▸ About this exercise:
This exercise requires an exact copy of each line from the one containing "--- a/sql/analyzer/rules.go" down to the last line below.

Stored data
——
PR #84, opened 2018-03-07
Add CREATE TABLE DDL statement

ajnavarro:
Also, memory DB implementation constructor now returns the sql.Database interface instead of the implementation itself.

Signed-off-by: Antonio Jesus Navarro Perez <antnavper@gmail.com>

### DIFF
--- a/sql/analyzer/rules.go
+++ b/sql/analyzer/rules.go
@@ -104,17 +104,26 @@ func qualifyColumns(a *Analyzer, n sql.Node) (sql.Node, error) {
 }
 
 func resolveDatabase(a *Analyzer, n sql.Node) (sql.Node, error) {
-	_, ok := n.(*plan.ShowTables)
-	if !ok {
-		return n, nil
+	// TODO Database should implement node,
+	// and ShowTables and CreateTable nodes should be binaryNodes
+	switch v := n.(type) {
+	case *plan.ShowTables:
——
▸ Answer below:
--- a/sql/analyzer/rules.go
+++ b/sql/analyzer/rules.go
@@ -104,17 +104,26 @@ func qualifyColumns(a *Analyzer, n sql.Node) (sql.Node, error) {
 }
 
 func resolveDatabase(a *Analyzer, n sql.Node) (sql.Node, error) {
-	_, ok := n.(*plan.ShowTables)
-	if !ok {
-		return n, nil
+	// TODO Database should implement node,
+	// and ShowTables and CreateTable nodes should be binaryNodes
+	switch v := n.(type) {
+	case *plan.ShowTables:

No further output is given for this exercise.